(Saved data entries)

PR #706, opened 2025-02-03
fix: drop ts type inference for event source

Tymek:
## About the changes
- fix error with dependency typings
- add test to catch install issues in the future
- update Node types, to build without errors

Closes https://github.com/Unleash/unleash-client-node/issues/705
Internal ticket: [issue/1-3339/node-sdk-missing-dependency-for-types](https://linear.app/unleash/issue/1-3339/node-sdk-missing-dependency-for-types)

### DIFF
--- a/scripts/test-package/run.sh
+++ b/scripts/test-package/run.sh
@@ -2,8 +2,8 @@
 set -e
 
 TEST_DIR="test-package"
-
 mkdir "$TEST_DIR"
+
 cp scripts/test-package/test-tsconfig.json "$TEST_DIR/tsconfig.json"
 cp scripts/test-package/test-package.json "$TEST_DIR/package.json"
 cd "$TEST_DIR"
@@ -11,5 +11,13 @@ npm install --install-links
 mkdir src
 echo -e "import { Unleash } from 'unleash-client';\nvoid Unleash;\nconsole.log('Hello world');" > src/index.ts
 ./node_modules/.bin/tsc -b tsconfig.json
-cd ..
-rm -rf "$TEST_DIR"
+
+if [ "$(node . 2>&1)" = "Hello world" ]; then
+  echo "Output is correct"
+  (cd .. && rm -rf "$TEST_DIR")
+else
+  echo "Output is incorrect" >&2
+  echo $(node . 2>&1)
+  (cd .. && rm -rf "$TEST_DIR")
+  exit 1
+fi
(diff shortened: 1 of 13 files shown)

◆ **TO DO**
Look for the line with "--- a/scripts/test-package/run.sh" in the records above. Repeat it and each line after it exactly.

◆ **EXERCISE SOLUTION**
--- a/scripts/test-package/run.sh
+++ b/scripts/test-package/run.sh
@@ -2,8 +2,8 @@
 set -e
 
 TEST_DIR="test-package"
-
 mkdir "$TEST_DIR"
+
 cp scripts/test-package/test-tsconfig.json "$TEST_DIR/tsconfig.json"
 cp scripts/test-package/test-package.json "$TEST_DIR/package.json"
 cd "$TEST_DIR"
@@ -11,5 +11,13 @@ npm install --install-links
 mkdir src
 echo -e "import { Unleash } from 'unleash-client';\nvoid Unleash;\nconsole.log('Hello world');" > src/index.ts
 ./node_modules/.bin/tsc -b tsconfig.json
-cd ..
-rm -rf "$TEST_DIR"
+
+if [ "$(node . 2>&1)" = "Hello world" ]; then
+  echo "Output is correct"
+  (cd .. && rm -rf "$TEST_DIR")
+else
+  echo "Output is incorrect" >&2
+  echo $(node . 2>&1)
+  (cd .. && rm -rf "$TEST_DIR")
+  exit 1
+fi
(diff shortened: 1 of 13 files shown)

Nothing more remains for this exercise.